- Directed by: Graham Robertson
- Written by: Graham Robertson
- Produced by: Scott Bailey Graham Robertson
- Starring: Scott Kelly Galbreath Keri Bruno David Ury Steve Beaumont Jones Michael Shamus Wiles
- Cinematography: Ricardo Palavecino
- Edited by: Graham Robertson
- Music by: Michael Suby
- Distributed by: Heretic Films Indie
- Release date: March 2004;
- Running time: 85 minutes
- Country: United States
- Language: English
- Budget: $30,000

= Able Edwards =

2004 film by Graham Robertson

Able Edwards is a 2004 science fiction film directed by Graham Robertson and starring Scott Kelly Galbreath, Keri Bruno, David Ury, Steve Beaumont Jones, and Michael Shamus Wiles. Able Edwards follows the clone of a Walt Disneyesque entertainment mogul created to revive the glory days of his deceased predecessor's corporation. In the process of restoring reality entertainment to a synthetic, virtual world, the clone realizes he has yet to live as his own man.

==Plot==
In the not so distant future, the world is faced with a global catastrophe. A biological contaminant is released into the atmosphere and over the following years, decimates nearly ninety percent of the world's population. Fleeing the poisoned planet, humanity relocates to a space station orbiting the Earth. It is there that life continues with the hope of one day returning to Earth.

The film unfolds during the probate hearing determining the disposition of assets of the estate of Abel Edwards beta, the clone of the founder of the Edwards Corporation (EC), the most successful entertainment conglomerate of the 20th Century. The EC included an enormously successful film and television studio and the Abel Edwards' Fantastic Wonderlands Theme Parks based on the characters populating Abel Edwards' animated films.

The EC has an extensive animatronic background and has morphed into a manufacturer whose significant product is the humanoid robot; their market share has fallen sharply and sales have softened.
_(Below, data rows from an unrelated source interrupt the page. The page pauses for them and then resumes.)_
PR #5275, opened 2025-09-01
Marksmanship APL Sync

syrifgit:
Standard sync
- https://github.com/simulationcraft/simc/commit/6d9880414b176cb158b1c932311e8da98ed50cac
- https://github.com/simulationcraft/simc/commit/c1c896575872235b5ca84c89f628260d299ef66f
- https://github.com/simulationcraft/simc/commit/8526f4260871e44ac59b08ed6d73a72933f3f29d


TheWarWithin/Priorities/HunterMarksmanship.simc
```diff
@@ -23,8 +21,8 @@ actions+=/call_action_list,name=drtrickshots,strict=1,if=active_enemies>2&talent
 actions+=/call_action_list,name=senttrickshots,strict=1,if=active_enemies>2&talent.trick_shots&!hero_tree.dark_ranger
 actions+=/call_action_list,name=drcleave,strict=1,if=active_enemies>1&hero_tree.dark_ranger
 actions+=/call_action_list,name=sentcleave,strict=1,if=active_enemies>1&!hero_tree.dark_ranger
-actions+=/call_action_list,name=drst,strict=1,if=active_enemies=1&hero_tree.dark_ranger
-actions+=/call_action_list,name=sentst,if=active_enemies=1&!hero_tree.dark_ranger
+actions+=/call_action_list,name=drst,strict=1,if=hero_tree.dark_ranger
```
Hekili, line 24: As written, if a Dark Ranger had no recommendation after proceeding through the `drst` action list, or a recommendation from the `sentst` list ends up being ready sooner, we'll get the recommendation from the `sentst` list.  Is that desired?

If not, we would either want this to be a `run_action_list` entry or we would want the next entry to be `strict=1,if=!hero_tree.dark_ranger` so that these lists remain mutually exclusive.

syrifgit: Ah, yeah forgot about that. With steady shot being the final entry of that list, it never **_can_** fail unless you've done something strange.

But that doesn't mean we shouldn't stick to the normal way. I thought I was being cute and saving a condition check, will add the hero tree check back!

PR #5276, opened 2025-09-01
Outlaw Minor Efficiency

syrifgit:
`math.floor` is already declared as local `floor` in this context


syrifgit:
Closing to do a larger sweep up of this kinda thing

PR #502, opened 2023-07-26
load rvl earlier and add error handling around the initService calls …

benptc:
…in onLoad.js to fix issue where vuforia engine might never initialize. Fixes issue if scripts load in the wrong order.


hobinjk-ptc (approved):
Might be good to have a case for if realityEditor.gui.modal.showScreenTopNotification fails with an old fashioned call to `alert`

benptc:
> Might be good to have a case for if realityEditor.gui.modal.showScreenTopNotification fails with an old fashioned call to `alert`

Good idea! Added that

PR #513, opened 2023-08-17
VideoPlayback extends Followable class; can switch to first person video

benptc:
- Sets up videoPlayback to work with the new cameraFollowCoordinator in the remote operator
- Renders a camera mesh at the position that the videoPlayback was recorded from 
- Ability to switch between volumetric and first-person shaders for video playback


hobinjk-ptc (approved):
Tested locally and now LGTM

PR #514, opened 2023-08-21
Avatar sync update

ktheo-ptc:
- avatar sync bug fix


benptc (approved):
Great work tracking this one down! This fix has escaped me for so many months

PR #517, opened 2023-08-25
increase renderOrder of spatial cursors so they don't z-fight with 2d virtualizer video

benptc:
This has been bugging me for awhile – following a video in first person mode would cause the spatial cursor and the virtualizer video to z-fight since they both turn off depthTest and had the same renderOrder.

Before update:
broken-render-order-spatial-cursors 2023-08-25 11_53_48

After update:
fixed-render-order-spatial-cursors 2023-08-25 11_54_50


Steve-KX-RL (approved):
This is very nice to have!

hobinjk-ptc (approved):
Nice fix!

PR #521, opened 2023-09-13
Profiling UI v1

benptc:
Adds the beginnings of the settings UI for an "Activity Monitor" / "Profiler".
Adds handlers for new APIs that tools can use to log messages / timings / counts to this UI.
Adds a first example metric, which measures the time between setting the camera position, and the time when the updated matrices have been sent into all tools that are subscribed to matrices.

profiler-ui-v1


dangond-ptc (approved):
Looks good to me!

PR #522, opened 2023-09-14
dont download all icon.gif files if UI is overridden (e.g. with pop-up-addon)

benptc:
Decreases the number of network requests the system makes when it starts up – since we don't show the old pocket anymore, we probably don't need to download all of the icon.gif files for the tools we never see. As a side effect, eliminates some error messages from the console that always show up on launch (depending on which addons/tools you have)

Screenshot 2023-09-14 at 10 08 49 AM


dangond-ptc (approved):
Good to have this!

hobinjk-ptc:
Great to have!

hobinjk-ptc (approved):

They understand the need to develop a new market, but after several failed attempts, recognize they lack the intuition and imagination necessary for the success of such a bold course change. As a last-ditch effort, their marketing department develops a plan to clone their dead genius founder, Abel Edwards. They will grow a genetic replica, and they will infuse him with the same life-altering experiences that shaped the original man. Nature plus nurture, or something like it.

Upon his 25th birthday, Edwards takes the reins of the company and rides a 20-year wave of success with every passing day. When the potential rival of the status quo career politician abruptly drops out of the race, Edwards sees his chance to expand beyond his defined boundaries and bring the 'Edwards Standard of Living' directly into people's living rooms, rather than maintaining a park to give them a transitory experience. When Edwards moves from a 'Celebrity Politician' to a front-running candidate, the power struggle reaches its breaking point.
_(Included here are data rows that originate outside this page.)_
PR #523, opened 2023-09-14
implements new sendCoordinateSystems API and adds a few optimizations

benptc:
Implements the APIs added in https://github.com/ptcrealitylab/vuforia-spatial-edge-server/pull/891

Also moves the floorOffset to always be at the lowest point in the mesh, and adds a couple minor optimizations to the camera update loop.

### DIFF
--- a/src/gui/threejsScene.js
+++ b/src/gui/threejsScene.js
@@ -611,7 +611,6 @@ import { ViewFrustum, frustumVertexShader, frustumFragmentShader, MAX_VIEW_FRUST
         return groundPlaneCollider;
     }
 
-    // TODO: implement this without relying on worldOcclusionObject, so that it can be used as a backup method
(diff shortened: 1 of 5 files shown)


dangond-ptc (approved):

src/gui/threejsScene.js
Steve-KX-RL, line 1: Would it make more sense to move all the matrix-related functions into a new file, eg. matrix.js, to separate them from all the three.js specific things? Not an urgent request but could be future-proof.

Steve-KX-RL (approved):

The Anti-Reality Organizations finally have their scapegoat. He loses the Senate race in a landslide. Edwards has lost his son, the Senate seat and his position as CEO of the company. Edwards commandeers a space shuttle and heads for the site of the original Able Edwards Fantastic Wonderland beginning a journey of no return.

==Production==

Able Edwards was shot on mini DV (Canon XL-1) at a small green screen stage in Hollywood. No physical sets were used. Robertson described Todd Haynes' Superstar: The Karen Carpenter Story (1987) as an inspiration for making a low-budget but compelling film with unconventional techniques.

"I had always been intrigued with the idea of adapting old films to new settings," said director Graham Robertson. As literature has stories that have been retold with modern views, the cinema has classics that are ripe for revisiting. Able Edwards revisits the spirit and structure of Citizen Kane.

"But we didn't have a lot of money to spend, so using consumer technologies and truckloads of resourcefulness, we managed to shoot the entire feature in 15 days with a budget of $30,000. The plan was this; get a green wall, get some actors, scan some photographs to use as backgrounds (sets) and shoot a 'big budget' looking film for no dollars.

"For starters, I spent a good chunk of time at the downtown branch of the L.A. library going through piles of architecture books; collecting and scanning the images. Elements of the existing photographs were photoshopped and composited to create new, unique environments- the futuristic world of Able Edwards. Twenty-three dollars in late fees and a month later, we had our sets.

"After getting the footage in the can, I began the long process of importing the green footage and editing it. About this time, a friend told me that she had spoken to Steven Soderbergh about the project and he was interested in our process. Next thing I knew, he was at my house in my office, watching EXTREMELY rough-cut sequences and test composites. Forty-five minutes later, we had a new executive producer.

"I spent the following year chained to my office chair assembling, editing and compositing the film. There were many days where I felt like Dick Van Dyke's one-man-band in Mary Poppins. It was true desktop cinema."

== Reception ==
Joe Leydon in Variety described Able Edwards as having a "potentially intriguing concept" but "an experimental misfire".